• REQUIRED ACTION
Please copy each line from the entries that contains the string "HttpKernel".

Items listed in a dataset
------------
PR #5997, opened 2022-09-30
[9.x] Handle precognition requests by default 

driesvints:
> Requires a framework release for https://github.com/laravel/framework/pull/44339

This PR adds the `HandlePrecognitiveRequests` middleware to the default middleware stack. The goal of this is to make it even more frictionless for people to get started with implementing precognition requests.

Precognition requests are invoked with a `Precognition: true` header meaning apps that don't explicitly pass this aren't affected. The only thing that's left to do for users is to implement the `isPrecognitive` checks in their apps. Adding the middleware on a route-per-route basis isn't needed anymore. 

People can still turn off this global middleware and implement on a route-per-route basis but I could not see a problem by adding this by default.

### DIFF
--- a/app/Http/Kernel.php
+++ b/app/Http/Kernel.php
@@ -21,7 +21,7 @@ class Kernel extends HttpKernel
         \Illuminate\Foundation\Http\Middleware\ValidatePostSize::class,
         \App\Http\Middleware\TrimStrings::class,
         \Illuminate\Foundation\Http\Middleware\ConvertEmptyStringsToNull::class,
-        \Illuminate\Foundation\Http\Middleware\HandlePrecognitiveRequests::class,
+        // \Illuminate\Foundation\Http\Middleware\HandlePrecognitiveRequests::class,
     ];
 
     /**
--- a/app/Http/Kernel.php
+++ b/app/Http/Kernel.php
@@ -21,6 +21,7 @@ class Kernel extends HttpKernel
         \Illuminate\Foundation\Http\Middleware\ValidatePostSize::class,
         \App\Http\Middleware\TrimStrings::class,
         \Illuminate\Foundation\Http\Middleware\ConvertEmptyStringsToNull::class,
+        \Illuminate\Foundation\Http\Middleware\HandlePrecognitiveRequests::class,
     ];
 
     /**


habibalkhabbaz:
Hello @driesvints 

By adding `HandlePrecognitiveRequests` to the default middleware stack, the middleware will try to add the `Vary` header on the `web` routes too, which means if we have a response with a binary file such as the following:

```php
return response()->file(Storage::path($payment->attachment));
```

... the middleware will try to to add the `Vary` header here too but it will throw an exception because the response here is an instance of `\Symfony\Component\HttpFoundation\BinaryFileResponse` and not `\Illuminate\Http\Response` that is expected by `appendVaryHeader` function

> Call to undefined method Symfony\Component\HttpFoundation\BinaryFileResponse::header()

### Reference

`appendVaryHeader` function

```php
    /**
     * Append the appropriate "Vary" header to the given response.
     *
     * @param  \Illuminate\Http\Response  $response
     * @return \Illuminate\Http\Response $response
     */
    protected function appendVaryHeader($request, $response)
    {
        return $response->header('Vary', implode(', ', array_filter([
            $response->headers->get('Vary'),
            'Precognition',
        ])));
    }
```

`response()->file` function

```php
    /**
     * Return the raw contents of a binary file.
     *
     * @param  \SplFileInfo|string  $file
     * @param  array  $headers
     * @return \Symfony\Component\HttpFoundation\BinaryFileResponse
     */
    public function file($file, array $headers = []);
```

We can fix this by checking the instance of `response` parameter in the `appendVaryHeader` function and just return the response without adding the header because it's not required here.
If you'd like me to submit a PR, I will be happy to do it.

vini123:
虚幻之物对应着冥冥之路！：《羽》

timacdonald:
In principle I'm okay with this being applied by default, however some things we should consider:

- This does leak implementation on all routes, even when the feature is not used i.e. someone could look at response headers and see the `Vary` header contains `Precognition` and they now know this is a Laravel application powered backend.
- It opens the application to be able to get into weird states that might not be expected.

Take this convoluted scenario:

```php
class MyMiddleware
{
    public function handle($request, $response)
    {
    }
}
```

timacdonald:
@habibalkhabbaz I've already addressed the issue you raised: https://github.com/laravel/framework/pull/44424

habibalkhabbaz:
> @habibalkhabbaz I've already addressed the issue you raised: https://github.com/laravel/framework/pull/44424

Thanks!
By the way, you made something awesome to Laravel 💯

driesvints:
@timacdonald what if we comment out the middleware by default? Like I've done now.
------------
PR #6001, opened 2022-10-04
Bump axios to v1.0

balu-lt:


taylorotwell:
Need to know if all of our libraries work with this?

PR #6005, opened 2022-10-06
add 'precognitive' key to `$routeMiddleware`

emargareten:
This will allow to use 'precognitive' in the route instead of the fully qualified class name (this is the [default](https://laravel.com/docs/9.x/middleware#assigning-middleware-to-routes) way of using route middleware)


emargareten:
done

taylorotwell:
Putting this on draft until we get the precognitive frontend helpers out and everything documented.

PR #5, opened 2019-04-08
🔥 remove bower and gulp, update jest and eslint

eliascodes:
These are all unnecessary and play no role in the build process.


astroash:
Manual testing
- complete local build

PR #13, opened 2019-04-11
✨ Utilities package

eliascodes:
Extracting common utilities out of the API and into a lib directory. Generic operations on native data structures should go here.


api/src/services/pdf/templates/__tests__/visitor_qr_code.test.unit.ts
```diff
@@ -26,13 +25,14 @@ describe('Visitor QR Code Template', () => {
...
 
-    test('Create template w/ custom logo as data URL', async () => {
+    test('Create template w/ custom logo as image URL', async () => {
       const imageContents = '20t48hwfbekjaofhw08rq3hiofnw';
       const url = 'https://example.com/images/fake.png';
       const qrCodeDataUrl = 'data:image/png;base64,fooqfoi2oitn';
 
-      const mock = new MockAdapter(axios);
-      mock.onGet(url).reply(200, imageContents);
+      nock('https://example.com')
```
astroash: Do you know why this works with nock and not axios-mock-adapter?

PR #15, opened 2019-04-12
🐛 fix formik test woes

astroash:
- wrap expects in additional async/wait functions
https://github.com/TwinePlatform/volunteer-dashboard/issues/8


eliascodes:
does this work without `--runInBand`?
------------
• SOLUTION BELOW
@@ -21,7 +21,7 @@ class Kernel extends HttpKernel
@@ -21,6 +21,7 @@ class Kernel extends HttpKernel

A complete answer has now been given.